**WHAT IS BEING ASKED:** Where the word "isso" occurs in a line of the data, return the whole line.

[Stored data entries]
PR #793, opened 2022-02-13
[UGLY] admin: Use textarea for comment editing

ix5:
Use a `<textarea>` element to let the user properly edit comments, where `contenteditable` was poorly suited for multi-line input.

---

If anyone has a cleaner solution, go for it.
This is my stopgap solution to make comment editing in the admin work again (which got bungled by the combination of https://github.com/posativ/isso/pull/470 and https://github.com/posativ/isso/pull/604, where currently the edited content is wrapped in unwanted literal `<pre>` tags)

### DIFF
--- a/isso/css/admin.css
+++ b/isso/css/admin.css
@@ -135,3 +135,10 @@ a {
 .hidden {
   display: none;
 }
+.text-wrapper .text {
+    margin: 0.5em 0;
+}
+.text-wrapper .text textarea {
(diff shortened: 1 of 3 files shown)


ix5:
This has been open for 10 days now. As no one has objected or put forward a better solution, I'll merge this in the interest of at least having a functional admin interface again, however ugly the implementation may be under the hood.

**ANSWER TO THE PROBLEM:**
This is my stopgap solution to make comment editing in the admin work again (which got bungled by the combination of https://github.com/posativ/isso/pull/470 and https://github.com/posativ/isso/pull/604, where currently the edited content is wrapped in unwanted literal `<pre>` tags)
--- a/isso/css/admin.css
+++ b/isso/css/admin.css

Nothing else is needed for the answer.